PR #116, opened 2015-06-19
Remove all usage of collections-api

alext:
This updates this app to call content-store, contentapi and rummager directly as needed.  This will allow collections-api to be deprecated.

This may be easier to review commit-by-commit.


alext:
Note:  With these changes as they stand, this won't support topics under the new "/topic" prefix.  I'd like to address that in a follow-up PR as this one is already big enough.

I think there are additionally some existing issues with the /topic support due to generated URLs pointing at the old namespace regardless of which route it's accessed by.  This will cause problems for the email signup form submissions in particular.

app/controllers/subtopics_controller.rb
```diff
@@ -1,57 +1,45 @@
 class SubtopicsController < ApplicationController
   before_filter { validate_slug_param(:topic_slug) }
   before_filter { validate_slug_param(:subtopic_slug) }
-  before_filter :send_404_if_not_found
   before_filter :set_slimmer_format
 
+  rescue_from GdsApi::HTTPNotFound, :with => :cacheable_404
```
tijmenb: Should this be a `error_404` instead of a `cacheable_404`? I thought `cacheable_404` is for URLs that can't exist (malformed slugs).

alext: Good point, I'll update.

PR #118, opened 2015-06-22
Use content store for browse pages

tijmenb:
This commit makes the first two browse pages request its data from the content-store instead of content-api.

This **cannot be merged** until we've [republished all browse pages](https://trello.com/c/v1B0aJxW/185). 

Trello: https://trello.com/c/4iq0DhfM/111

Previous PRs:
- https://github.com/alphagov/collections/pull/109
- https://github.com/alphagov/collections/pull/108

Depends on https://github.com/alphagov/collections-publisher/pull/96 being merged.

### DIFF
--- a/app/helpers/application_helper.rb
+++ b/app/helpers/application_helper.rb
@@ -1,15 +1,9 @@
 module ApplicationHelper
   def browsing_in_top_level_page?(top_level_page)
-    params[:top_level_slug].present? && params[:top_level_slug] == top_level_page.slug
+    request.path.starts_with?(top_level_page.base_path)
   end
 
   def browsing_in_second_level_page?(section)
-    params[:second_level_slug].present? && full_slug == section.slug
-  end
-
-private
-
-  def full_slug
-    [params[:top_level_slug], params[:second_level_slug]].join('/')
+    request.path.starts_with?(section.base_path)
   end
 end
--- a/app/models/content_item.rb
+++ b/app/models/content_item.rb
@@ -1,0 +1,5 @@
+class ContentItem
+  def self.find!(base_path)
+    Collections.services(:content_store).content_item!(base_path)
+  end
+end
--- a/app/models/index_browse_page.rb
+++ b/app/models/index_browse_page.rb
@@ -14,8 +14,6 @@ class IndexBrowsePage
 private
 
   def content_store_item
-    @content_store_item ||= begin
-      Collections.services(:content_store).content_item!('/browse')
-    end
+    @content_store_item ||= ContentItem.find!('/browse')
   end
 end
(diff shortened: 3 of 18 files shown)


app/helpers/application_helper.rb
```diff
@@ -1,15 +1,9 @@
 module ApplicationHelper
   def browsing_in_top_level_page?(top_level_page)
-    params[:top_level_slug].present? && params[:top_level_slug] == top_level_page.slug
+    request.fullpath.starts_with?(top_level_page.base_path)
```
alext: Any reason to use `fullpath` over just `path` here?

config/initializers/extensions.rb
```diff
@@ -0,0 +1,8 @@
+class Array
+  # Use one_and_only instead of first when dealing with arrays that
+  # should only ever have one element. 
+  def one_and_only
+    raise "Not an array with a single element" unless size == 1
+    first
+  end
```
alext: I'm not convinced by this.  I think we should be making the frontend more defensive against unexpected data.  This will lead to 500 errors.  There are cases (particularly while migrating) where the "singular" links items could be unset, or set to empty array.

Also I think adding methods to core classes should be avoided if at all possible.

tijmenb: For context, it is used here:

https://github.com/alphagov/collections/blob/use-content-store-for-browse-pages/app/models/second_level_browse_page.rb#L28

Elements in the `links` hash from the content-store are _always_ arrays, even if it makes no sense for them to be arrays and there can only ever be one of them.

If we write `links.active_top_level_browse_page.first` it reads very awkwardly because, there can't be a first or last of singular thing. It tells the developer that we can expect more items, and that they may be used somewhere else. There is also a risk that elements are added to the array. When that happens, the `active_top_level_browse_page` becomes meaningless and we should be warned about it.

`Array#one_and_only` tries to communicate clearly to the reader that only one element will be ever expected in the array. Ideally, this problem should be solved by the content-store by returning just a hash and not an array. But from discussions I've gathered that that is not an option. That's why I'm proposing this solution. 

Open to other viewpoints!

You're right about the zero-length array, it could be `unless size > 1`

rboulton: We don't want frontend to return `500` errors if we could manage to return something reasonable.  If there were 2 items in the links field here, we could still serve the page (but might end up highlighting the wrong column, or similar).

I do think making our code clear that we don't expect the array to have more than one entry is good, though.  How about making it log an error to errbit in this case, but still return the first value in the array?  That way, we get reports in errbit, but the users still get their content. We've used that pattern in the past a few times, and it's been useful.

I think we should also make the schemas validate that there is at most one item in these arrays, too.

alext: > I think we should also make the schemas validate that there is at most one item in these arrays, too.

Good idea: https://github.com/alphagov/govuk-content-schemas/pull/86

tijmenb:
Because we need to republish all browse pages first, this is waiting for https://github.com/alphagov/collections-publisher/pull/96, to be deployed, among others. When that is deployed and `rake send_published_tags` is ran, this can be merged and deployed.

________________________

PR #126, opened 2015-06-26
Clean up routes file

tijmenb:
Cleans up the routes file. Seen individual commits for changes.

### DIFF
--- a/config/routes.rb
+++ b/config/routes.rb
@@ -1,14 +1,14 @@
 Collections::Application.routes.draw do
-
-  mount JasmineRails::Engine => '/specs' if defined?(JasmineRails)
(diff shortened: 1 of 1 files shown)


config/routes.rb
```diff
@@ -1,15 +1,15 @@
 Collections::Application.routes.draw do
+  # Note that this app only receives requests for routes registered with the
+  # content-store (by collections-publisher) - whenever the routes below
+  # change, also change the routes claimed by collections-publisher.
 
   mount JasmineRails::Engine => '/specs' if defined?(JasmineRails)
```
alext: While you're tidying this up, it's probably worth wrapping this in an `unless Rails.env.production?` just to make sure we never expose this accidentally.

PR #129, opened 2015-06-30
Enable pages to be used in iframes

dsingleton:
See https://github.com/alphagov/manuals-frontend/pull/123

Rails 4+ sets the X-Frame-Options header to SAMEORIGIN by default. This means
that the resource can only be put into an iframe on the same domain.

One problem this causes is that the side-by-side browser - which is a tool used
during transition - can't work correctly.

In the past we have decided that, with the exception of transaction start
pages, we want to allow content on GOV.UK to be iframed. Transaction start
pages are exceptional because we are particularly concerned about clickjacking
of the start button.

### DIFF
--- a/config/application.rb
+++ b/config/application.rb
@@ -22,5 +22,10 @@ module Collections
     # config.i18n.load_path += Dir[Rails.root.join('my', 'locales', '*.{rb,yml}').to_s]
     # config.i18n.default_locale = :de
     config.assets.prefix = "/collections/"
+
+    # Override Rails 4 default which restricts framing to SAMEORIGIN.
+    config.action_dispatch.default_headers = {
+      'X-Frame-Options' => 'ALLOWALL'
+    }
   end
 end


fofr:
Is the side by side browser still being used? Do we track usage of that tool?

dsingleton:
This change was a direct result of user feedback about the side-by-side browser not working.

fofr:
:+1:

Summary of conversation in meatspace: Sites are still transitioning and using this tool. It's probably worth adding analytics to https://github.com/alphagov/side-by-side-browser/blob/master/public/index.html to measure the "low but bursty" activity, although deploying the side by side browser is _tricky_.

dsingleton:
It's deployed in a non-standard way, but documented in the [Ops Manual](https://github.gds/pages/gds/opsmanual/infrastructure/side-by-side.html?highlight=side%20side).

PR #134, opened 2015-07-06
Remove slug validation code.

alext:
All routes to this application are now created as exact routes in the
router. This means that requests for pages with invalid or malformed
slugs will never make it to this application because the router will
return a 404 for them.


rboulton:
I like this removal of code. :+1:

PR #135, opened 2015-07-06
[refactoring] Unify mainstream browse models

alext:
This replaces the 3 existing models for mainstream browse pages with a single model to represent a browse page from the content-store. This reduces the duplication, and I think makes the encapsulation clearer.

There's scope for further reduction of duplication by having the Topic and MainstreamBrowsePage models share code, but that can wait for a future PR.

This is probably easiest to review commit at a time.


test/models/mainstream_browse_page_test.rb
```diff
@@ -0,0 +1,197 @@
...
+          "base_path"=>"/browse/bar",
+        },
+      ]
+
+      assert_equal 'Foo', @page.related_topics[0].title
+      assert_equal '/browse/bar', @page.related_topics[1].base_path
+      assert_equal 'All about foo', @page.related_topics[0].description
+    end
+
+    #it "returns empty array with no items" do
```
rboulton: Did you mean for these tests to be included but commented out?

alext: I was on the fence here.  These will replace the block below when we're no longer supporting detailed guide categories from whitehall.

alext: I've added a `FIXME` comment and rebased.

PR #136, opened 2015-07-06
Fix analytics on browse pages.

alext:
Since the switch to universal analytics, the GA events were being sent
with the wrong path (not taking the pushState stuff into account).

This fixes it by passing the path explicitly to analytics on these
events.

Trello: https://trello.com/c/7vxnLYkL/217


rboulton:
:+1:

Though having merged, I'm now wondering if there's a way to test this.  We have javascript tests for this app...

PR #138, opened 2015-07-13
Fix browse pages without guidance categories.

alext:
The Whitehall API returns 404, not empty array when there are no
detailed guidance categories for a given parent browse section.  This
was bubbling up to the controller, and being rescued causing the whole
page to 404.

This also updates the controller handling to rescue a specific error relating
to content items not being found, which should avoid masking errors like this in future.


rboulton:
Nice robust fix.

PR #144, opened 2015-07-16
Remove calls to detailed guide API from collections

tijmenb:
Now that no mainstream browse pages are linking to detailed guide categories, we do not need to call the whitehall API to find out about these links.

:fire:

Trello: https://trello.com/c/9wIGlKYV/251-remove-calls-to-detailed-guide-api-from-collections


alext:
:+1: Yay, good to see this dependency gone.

________________________

• _Exercise goal_: What is needed is a verbatim copy of every line in the records above from the one containing "config/initializers/extensions.rb" down to the one containing "If we write", both included, and nothing more.

• _Finished exercise_:
config/initializers/extensions.rb
```diff
@@ -0,0 +1,8 @@
+class Array
+  # Use one_and_only instead of first when dealing with arrays that
+  # should only ever have one element. 
+  def one_and_only
+    raise "Not an array with a single element" unless size == 1
+    first
+  end
```
alext: I'm not convinced by this.  I think we should be making the frontend more defensive against unexpected data.  This will lead to 500 errors.  There are cases (particularly while migrating) where the "singular" links items could be unset, or set to empty array.

Also I think adding methods to core classes should be avoided if at all possible.

tijmenb: For context, it is used here:

https://github.com/alphagov/collections/blob/use-content-store-for-browse-pages/app/models/second_level_browse_page.rb#L28

Elements in the `links` hash from the content-store are _always_ arrays, even if it makes no sense for them to be arrays and there can only ever be one of them.

If we write `links.active_top_level_browse_page.first` it reads very awkwardly because, there can't be a first or last of singular thing. It tells the developer that we can expect more items, and that they may be used somewhere else. There is also a risk that elements are added to the array. When that happens, the `active_top_level_browse_page` becomes meaningless and we should be warned about it.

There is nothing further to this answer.